Data entries:
***

PR #6495, opened 2020-05-30
[java][jersey2] Add support for discriminator, fix nullable typo and nullable deserialization

sebastien-rosset:
1. Fix `nullable` typo, the mustache template had `isNulalble`
1. Add support for discriminator in jersey2 library.
1. The deserialization code was incorrectly accepting `null` as input data for non-nullable anyOf/oneOf schemas. If the input data is `null` and the anyOf/oneOf does not accept null (either because nullable: true or `type: 'null'` is a child anyOf/oneOf, then a deserialization exception should be raised. Note: it's likely this problem exists for other schema types too.
1. When there is more than one level of `anyOf`/`oneOf`, the deserialization was previously failing. This is shown with the existing sample OAS 3.0 doc that works with the python and go clients.

Newly discovered issues:
1. The existing jersey2 implementation of oneOf/anyOf is incomplete. It is supposed to validate the input data against the JSON schema, but it does not validate any constraint (enum, min, max...)
1. Other issues listed with TODO comments in the Unit test file.

### PR checklist


CI/samples.ci/client/petstore/java/test-manual/jersey2-java8/JSONComposedSchemaTest.java
```diff
@@ -46,23 +38,126 @@ public void testOneOfSchemaWithDiscriminator() throws Exception {
...
+        // It is not valid to deserialize a equilateral triangle into a quadrilateral.
+        Exception exception = assertThrows(JsonMappingException.class, () -> {
+            json.getContext(null).readValue(str, Quadrilateral.class);
+        });
+        assertTrue(exception.getMessage().contains("Failed deserialization for Quadrilateral: 0 classes match result"));
+    }
+
+    @Test
+    public void testOneOfNestedComposedSchema() throws Exception {
+        /*
```
sebastien-rosset, line 115: @wing328 , I have temporarily commented out this code. If I enable it, then deserialization fails. It looks like there is a problem when a compose schema (Drawing) has the `additionalProperties` keyword, in which case the generated Drawing.class extends from HashMap<String, X>

modules/openapi-generator/src/main/resources/Java/libraries/jersey2/anyof_model.mustache
```diff
@@ -48,6 +52,19 @@ public class {{classname}} extends AbstractOpenApiSchema{{#vendorExtensions.x-im
...
+        /**
+         * Handle deserialization of the 'null' value.
+         */
+        @Override
+        public {{classname}} getNullValue(DeserializationContext ctxt) throws JsonMappingException {
+        {{#isNullable}}
+            return null;
+        {{/isNullable}}
+        {{^isNullable}}
+            throw new JsonMappingException("{{classname}} cannot be null");
```
sebastien-rosset, line 77: @wing328 , is there a better way to fail deserialization of the `null` value that would work across all OAS schema types?

modules/openapi-generator/src/main/resources/Java/libraries/jersey2/anyof_model.mustache
```diff
@@ -69,6 +86,7 @@ public class {{classname}} extends AbstractOpenApiSchema{{#vendorExtensions.x-im
         schemas.put("{{{.}}}", new GenericType<{{{.}}}>() {
         });
         {{/anyOf}}
+        JSON.registerDescendants({{classname}}.class, Collections.unmodifiableMap(schemas));
```
sebastien-rosset, line 101: @wing328 , it's a bit hacky for now, I'd rather not use a public method, but it's needed to have proper deserialization when there are multiple levels of oneOf/anyOf.

wing328:
The CircleCI failed with the following errors (partial):
```
[ERROR] location: class JSON
[ERROR] /home/circleci/OpenAPITools/openapi-generator/samples/client/petstore/java/jersey2-java8/src/main/java/org/openapitools/client/JSON.java:[256,45] error: cannot find symbol
[ERROR] symbol:   class IsoscelesTriangle
[ERROR] location: class JSON
[ERROR] /home/circleci/OpenAPITools/openapi-generator/samples/client/petstore/java/jersey2-java8/src/main/java/org/openapitools/client/JSON.java:[257,43] error: cannot find symbol
[ERROR] symbol:   class ScaleneTriangle
[ERROR] location: class JSON
[ERROR] /home/circleci/OpenAPITools/openapi-generator/samples/client/petstore/java/jersey2-java8/src/main/java/org/openapitools/client/JSON.java:[258,36] error: cannot find symbol
[ERROR] symbol:   class Triangle
[ERROR] location: class JSON
[ERROR] /home/circleci/OpenAPITools/openapi-generator/samples/client/petstore/java/jersey2-java8/src/main/java/org/openapitools/client/JSON.java:[259,30] error: cannot find symbol
[ERROR] symbol:   class Triangle
[ERROR] location: class JSON
[ERROR] -> [Help 1]
[ERROR] 
[ERROR] 
 ```

I'll merge it into a branch first and further improve it.

sebastien-rosset:
For additionalProperties, I propose to use a Java field of type Map<String, X> instead of currently using class inheritance. The reason is that 1) `additionalProperties` keyword can be used with `allOf` composed schema, and 2) it makes more sense to use class inheritance for `allOf` rather than additionalProperties.

This would require a custom java deserializer.

Issue #6497, opened 2020-05-30
[BUG] [Javascript] Modify parseDate in ApiClient to support epoch time in addition to ISO-8601


tray2100:
##### Description

The APIs from the Javascript client generated seem to receive Date values in epoch millis instead of ISO-8601. However, it seems that the APIs (specifically the constructFromObject function) doesn't handle converting from epoch millis and results in 'Invalid Date'. This is happening because the long value is being converted to a string before being passed to the Date object constructor.

The solution here would be to just check if the incoming object type and if it's numeric then just pass it on to Date without wrapping it in a string first.

##### openapi-generator version

4.3.1

##### Suggest a fix
Modify [this portion](https://github.com/OpenAPITools/openapi-generator/blob/master/modules/openapi-generator/src/main/resources/Javascript/ApiClient.mustache#L548-L550) of the mustache file to look like this:

```javascript
  exports.parseDate = function(str) {
    if (!isNaN(str)) {
      return new Date(+str);
    }
    return new Date(str.replace(/T/i, ' '));
  };
```

PR #6504, opened 2020-05-31
adding handling for epoch dates in javascript ApiClient mustache file…

tray2100:
… (#6497)

Added simple branching logic where a number is sent directly to the Date constructor or execute the previous logic.

### PR checklist

cc @CodeNinjai @frol @cliffano

### DIFF
--- a/modules/openapi-generator/src/main/resources/Javascript/ApiClient.mustache
+++ b/modules/openapi-generator/src/main/resources/Javascript/ApiClient.mustache
@@ -541,12 +541,15 @@
 {{/usePromises}}  };
 
 {{#emitJSDoc}}  /**
-   * Parses an ISO-8601 string representation of a date value.
+   * Parses an ISO-8601 string representation or epoch representation of a date value.
    * @param {String} str The date value as a string.
    * @returns {Date} The parsed date object.
    */
 {{/emitJSDoc}}  exports.parseDate = function(str) {
-    return new Date(str.replace(/T/i, ' '));
+    if (isNaN(str)) {
+      return new Date(str.replace(/T/i, ' '));
+    }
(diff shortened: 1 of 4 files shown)


tray2100:
Pushed the recent upstream changes to this PR...

tray2100:
cc @wing328

modules/openapi-generator/src/main/resources/Javascript/ApiClient.mustache
```diff
@@ -541,12 +541,15 @@
...
 
 {{#emitJSDoc}}  /**
-   * Parses an ISO-8601 string representation of a date value.
+   * Parses an ISO-8601 string representation or epoch representation of a date value.
    * @param {String} str The date value as a string.
    * @returns {Date} The parsed date object.
    */
 {{/emitJSDoc}}  exports.parseDate = function(str) {
-    return new Date(str.replace(/T/i, ' '));
+    if (isNaN(str)) {
```
wing328, line 549: > The Number.isNaN() method determines whether a value is NaN (Not-A-Number).

Ref: https://www.w3schools.com/jsref/jsref_isnan_number.asp

Did you mean to check if str is a number?

tray2100: No I meant to check if str is **not** a number. If it's not a number then we'll default to the existing logic otherwise it's a number that we can just pass into Date.

wing328: OK. After reading https://developer.mozilla.org/en-US/docs/Web/JavaScript/Reference/Global_Objects/isNaN, I think we can go with your fix.

Issue #6333, opened 2020-05-16
[REQ] Feature Request - speed up + simplify sample generation


spacether:
### Is your feature request related to a problem? Please describe.

- Local sample generation with `./bin/utils/ensure-up-to-date` without batch invocation takes a while, ~15 minutes.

***

> [WHAT IS EXPECTED]:
Every line of the entries above that includes "https" should be copied.

> [SOLUTION TO THIS EXERCISE]:
Modify [this portion](https://github.com/OpenAPITools/openapi-generator/blob/master/modules/openapi-generator/src/main/resources/Javascript/ApiClient.mustache#L548-L550) of the mustache file to look like this:
Ref: https://www.w3schools.com/jsref/jsref_isnan_number.asp
wing328: OK. After reading https://developer.mozilla.org/en-US/docs/Web/JavaScript/Reference/Global_Objects/isNaN, I think we can go with your fix.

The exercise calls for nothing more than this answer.